(DATA PROVIDED begins)

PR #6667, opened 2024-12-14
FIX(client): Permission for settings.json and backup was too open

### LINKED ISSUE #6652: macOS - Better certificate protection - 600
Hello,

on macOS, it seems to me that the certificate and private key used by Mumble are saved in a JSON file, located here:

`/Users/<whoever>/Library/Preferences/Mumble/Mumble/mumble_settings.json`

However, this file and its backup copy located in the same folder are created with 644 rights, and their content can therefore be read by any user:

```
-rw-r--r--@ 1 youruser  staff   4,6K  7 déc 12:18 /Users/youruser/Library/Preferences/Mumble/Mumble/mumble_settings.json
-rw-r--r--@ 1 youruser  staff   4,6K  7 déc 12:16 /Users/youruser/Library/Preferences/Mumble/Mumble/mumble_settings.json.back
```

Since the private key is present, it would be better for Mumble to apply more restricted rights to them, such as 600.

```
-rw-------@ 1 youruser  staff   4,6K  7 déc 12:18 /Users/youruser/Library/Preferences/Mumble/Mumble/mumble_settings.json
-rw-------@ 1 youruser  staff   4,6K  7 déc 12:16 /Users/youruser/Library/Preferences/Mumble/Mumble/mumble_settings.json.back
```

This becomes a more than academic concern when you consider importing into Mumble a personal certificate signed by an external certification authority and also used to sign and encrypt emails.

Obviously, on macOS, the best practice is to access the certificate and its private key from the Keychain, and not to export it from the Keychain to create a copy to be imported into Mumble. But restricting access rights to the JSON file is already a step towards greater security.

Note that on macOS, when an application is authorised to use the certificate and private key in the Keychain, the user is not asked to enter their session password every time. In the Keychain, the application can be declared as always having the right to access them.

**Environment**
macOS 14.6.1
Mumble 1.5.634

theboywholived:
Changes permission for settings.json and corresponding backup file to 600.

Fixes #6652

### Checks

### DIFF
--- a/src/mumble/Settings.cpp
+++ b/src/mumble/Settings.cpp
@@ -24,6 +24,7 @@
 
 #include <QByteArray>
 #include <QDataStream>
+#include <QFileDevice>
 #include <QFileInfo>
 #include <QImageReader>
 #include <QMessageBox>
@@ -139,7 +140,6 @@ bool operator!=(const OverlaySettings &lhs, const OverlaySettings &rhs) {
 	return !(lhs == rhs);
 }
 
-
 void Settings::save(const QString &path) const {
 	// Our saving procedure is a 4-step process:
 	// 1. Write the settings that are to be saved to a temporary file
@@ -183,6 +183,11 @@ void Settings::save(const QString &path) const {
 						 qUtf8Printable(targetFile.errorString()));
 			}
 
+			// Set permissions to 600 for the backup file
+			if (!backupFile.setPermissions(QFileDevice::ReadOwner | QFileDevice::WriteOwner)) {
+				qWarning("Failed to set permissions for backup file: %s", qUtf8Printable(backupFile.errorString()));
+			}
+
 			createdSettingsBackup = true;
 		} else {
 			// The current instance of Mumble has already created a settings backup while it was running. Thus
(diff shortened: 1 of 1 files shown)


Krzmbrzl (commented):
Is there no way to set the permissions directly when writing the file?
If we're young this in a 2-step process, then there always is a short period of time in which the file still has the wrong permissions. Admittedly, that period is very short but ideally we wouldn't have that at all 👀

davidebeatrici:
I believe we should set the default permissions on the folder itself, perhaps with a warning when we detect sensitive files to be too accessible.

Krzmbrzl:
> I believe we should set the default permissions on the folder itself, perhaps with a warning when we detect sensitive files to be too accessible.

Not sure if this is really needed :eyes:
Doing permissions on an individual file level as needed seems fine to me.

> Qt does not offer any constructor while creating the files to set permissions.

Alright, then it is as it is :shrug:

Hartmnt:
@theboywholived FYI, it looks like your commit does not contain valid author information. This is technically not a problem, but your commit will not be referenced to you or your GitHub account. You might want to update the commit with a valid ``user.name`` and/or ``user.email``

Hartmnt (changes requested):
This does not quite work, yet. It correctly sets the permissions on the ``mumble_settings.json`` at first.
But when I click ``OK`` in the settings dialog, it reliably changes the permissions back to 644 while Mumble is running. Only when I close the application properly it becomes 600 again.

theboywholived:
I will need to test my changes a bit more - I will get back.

(DATA PROVIDED ends)

* EXERCISE OBJECTIVE
Produce only the lines from the line containing "Alright, then it" through the line containing "This does not", inclusive of both, exactly as they stand in the entries above.

* COMPLETED EXERCISE
Alright, then it is as it is :shrug:

Hartmnt:
@theboywholived FYI, it looks like your commit does not contain valid author information. This is technically not a problem, but your commit will not be referenced to you or your GitHub account. You might want to update the commit with a valid ``user.name`` and/or ``user.email``

Hartmnt (changes requested):
This does not quite work, yet. It correctly sets the permissions on the ``mumble_settings.json`` at first.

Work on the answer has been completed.